In contrast to the CAP-START trial, the study by Garin et al. did not find β-lactam monotherapy to be non-inferior to β-lactam plus macrolide combination therapy for the endpoint of time to clinical stability after 7 days of treatment, in hospitalized patients with moderately severe CAP (8). Specifically, the authors found that 41.2% of the patients in the monotherapy group did not reach clinical stability compared with 33.6% of patients in the combination group, with an absolute difference of 7.6%. Therefore the authors could not conclude non-inferiority of monotherapy compared with combination therapy. Of note, patients infected with atypical pathogens (HR, 0.33; 95% CI: 0.13–0.85) or with Pneumonia Severity Index (PSI) category IV pneumonia (HR, 0.81; 95% CI: 0.59–1.10) were not only less likely to reach clinical stability with monotherapy, but also had more 30-day readmissions with monotherapy, compared to combination therapy (7.9% vs. 3.1%, P=0.01).

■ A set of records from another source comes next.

PR #77, opened 2018-01-05
Add delay probability, Change bucket definition and fix calcPerc bugs, drawing improvements

### LINKED ISSUE #74: incorrect/misleading cumulative % graphing
for instance:

screen shot 2018-01-04 at 10 45 55 am

```
      {
        "Start": 0.04,
        "End": 0.045000000000000005,
        "Percent": 38.41961852861036,
        "Count": 43
      },
      {
        "Start": 0.045000000000000005,
        "End": 0.05,
        "Percent": 43.596730245231605,
        "Count": 57
      },
      {
        "Start": 0.05,
        "End": 0.060000000000000005,
        "Percent": 51.316984559491374,
        "Count": 85
      },
      {
        "Start": 0.060000000000000005,
        "End": 0.07,
        "Percent": 59.2188919164396,
        "Count": 87
      },
      {
        "Start": 0.07,
        "End": 0.08,
        "Percent": 65.39509536784742,
        "Count": 68
      },
      {
        "Start": 0.08,
        "End": 0.09000000000000001,
        "Percent": 72.11625794732062,
        "Count": 74
      },
      {
        "Start": 0.09000000000000001,
        "End": 0.1,
        "Percent": 76.93006357856494,
        "Count": 53
      },
      {
        "Start": 0.1,
        "End": 0.2,
        "Percent": 99.09173478655768,
        "Count": 244
      },
      {
        "Start": 0.2,
        "End": 0.246923071,
        "Percent": 100,
        "Count": 10
      }
    ],
  ```

means 99.09% is only reached at 0.2 not 0.15

but if we want to have exact match for round numbers we should change the bucket definition to be inclusive instead of exclusive

### PR DESCRIPTION
**Pull request by ldemailly**
Add delay probability, Change bucket definition and fix calcPerc bugs, drawing improvements

Also adding support for RecordN to record N instance of same data point  
 
Fixes #74

### DIFF
--- a/fhttp/http.go
+++ b/fhttp/http.go
@@ -57,14 +57,19 @@ var (
 )
 
 // NewHTTPOptions creates and initialize a HTTPOptions object.
+// It replaces plain % to %25 in the url. If you already have properly
+// escaped URLs use o.URL = to set it.
 func NewHTTPOptions(url string) *HTTPOptions {
 	h := HTTPOptions{}
 	return h.Init(url)
 }
 
 // Init initializes the headers in an HTTPOptions (User-Agent).
+// It replaces plain % to %25 in the url. If you already have properly
+// escaped URLs use o.URL = to set it.
 func (h *HTTPOptions) Init(url string) *HTTPOptions {
-	h.URL = url
+	// unescape then rescape % to %25 (so if it was already %25 it stays)
+	h.URL = strings.Replace(strings.Replace(url, "%25", "%", -1), "%", "%25", -1)
 	h.NumConnections = 1
 	if h.HTTPReqTimeOut == 0 {
 		h.HTTPReqTimeOut = HTTPReqTimeOutDefaultValue
@@ -809,6 +814,7 @@ func generateStatus(status string) int {
 			return codes[i]
 		}
 	}
+	log.Debugf("[0.-100.[ for %s roll %f no hit, defaulting to OK", status, res)
 	return http.StatusOK // default/reminder of probability table
 }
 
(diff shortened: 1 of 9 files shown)

### CODE REVIEW

File: stats/stats_test.go [hunk 1]
```diff
@@ -168,6 +169,34 @@ func TestHistogram(t *testing.T) {
 	}
 }
 
+func XTestHistogramData(t *testing.T) {
```
ldemailly: cc @olimpias - this is what I meant/expect
I will add the code now that I have a test :-)

olimpias: Now I see, Thanks for example :).

ldemailly:
> The test in this WIP commit are broken because the linear interpolation
isn’t there yet - but I wanted a checkpoint

ldemailly:
This is now ready to review. PTAL. TIA

ldemailly:
before:
screen shot 2018-01-06 at 1 58 25 pm

after:
screen shot 2018-01-06 at 2 01 17 pm

fhttp/http.go
```diff
@@ -57,14 +57,19 @@ var (
...
 	return h.Init(url)
 }
 
 // Init initializes the headers in an HTTPOptions (User-Agent).
+// It replaces plain % to %25 in the url. If you already have properly
+// escaped URLs use o.URL = to set it.
 func (h *HTTPOptions) Init(url string) *HTTPOptions {
-	h.URL = url
+	// unescape then rescape % to %25 (so if it was already %25 it stays)
+	h.URL = strings.Replace(strings.Replace(url, "%25", "%", -1), "%", "%25", -1)
```
douglas-reid, line 72: do we want something here like: `url.QueryEscape()` and `url.QueryUnescape()`  or is the `%` special here?

fhttp/http_test.go
```diff
@@ -283,6 +286,38 @@ func TestParseStatus(t *testing.T) {
...
+		{"10ms:-1", -1},
+		{"20ms:101", -1},
+		{"20ms:101%", -1},
+		{"10ms:45,100ms:56", -1},
+		// Max delay case:
+		{"10s:45,10s:55", 1 * time.Second},
+		// Good cases
+		{"100ms", 100 * time.Millisecond},
+		{"100ms:100", 100 * time.Millisecond},
+		{"100ms:100%", 100 * time.Millisecond},
```
douglas-reid, line 308: curious: why allow '%' in the delay string to be valid?

douglas-reid (commented):
looks pretty good. just curious about %s in delay specs.

fhttp/http_test.go
ldemailly: it's the probability percentage - adding the optional % makes it a bit more self documented (I thought, but clearly not ;-) )

douglas-reid: i understood the purpose. i was just wondering if it is worth the hassle.

fhttp/http.go
ldemailly: query escape would mangle / and other characters, % is somewhat special/hacky yes

I'm not sure what to do cleanly here as the url with a raw % is invalid, I'm just making it work despite being invalid so it looks pretty in the UI text field (I think that's also why I didn't have "%" the first time around for the status weights PRs)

While the review by Lee et al. is comprehensive, many other studies show the unique benefits of macrolide therapy in treating various forms of CAP. Indeed, macrolides as a class possess anti-inflammatory properties, and a number of related non-antibiotic macrolides, such as tacrolimus and sirolimus, are used as immunosuppressive therapy in transplant patients (10). Macrolides exert their antibacterial effects by inhibiting RNA synthesis and thus bacterial protein and biofilm production, while also attenuating bacterial virulence factors. Macrolide antibiotics also inhibit host cell cytokine production and release, and promote macrophage phagocytosis of apoptotic cells, reduce T-cell mediated inflammation, and limit neutrophil chemotaxis, survival, and oxidative burst (11). Therefore, the beneficial effects of macrolide antibiotics in CAP are thought to be pleiotropic, which is supported by the findings from a number of clinical trials.

A meta-analysis of 28 observational studies by Sligl et al. (12), including 9,850 patients with severe CAP, found that mortality risk was significantly lower when patients received macrolide therapy (risk ratio, 0.82; 95% CI: 0.70–0.97, P=0.02), compared to those not receiving such therapy. However, it is important to remember that all ICU patients should receive combination therapy, and never monotherapy, even with a fluoroquinolone. Interestingly, a trend towards lower mortality was observed in the β-lactam plus macrolide combination group compared with the β-lactam plus fluoroquinolone group in those with severe CAP (risk ratio, 0.83; 95% CI: 0.67–1.03, P=0.09), suggesting that some of the benefit of macrolide therapy is not due to its antimicrobial properties, but to other effects. Another prospective, observational, multicenter trial of 218 critically ill patients with CAP requiring mechanical ventilation (nearly 76% meeting criteria for severe sepsis and septic shock) concluded that combination regimens containing a macrolide improved survival over regimens containing a quinolone (13). Interestingly, a study by Brown et al. (14) found improved 30-day survival when macrolides were added to quinolones, compared with quinolone monotherapy (2.91% vs. 4.94%, P<0.05), underlining the possibility that macrolide therapy added benefits beyond simply acting against atypical pathogens. Lastly, even in situations when the infecting organism is resistant to macrolide therapy (15), the addition of a macrolide to the treatment regimen decreased mortality. These findings should spur efforts to develop new macrolide compounds with primarily anti-inflammatory properties, for use in the future in patients with CAP.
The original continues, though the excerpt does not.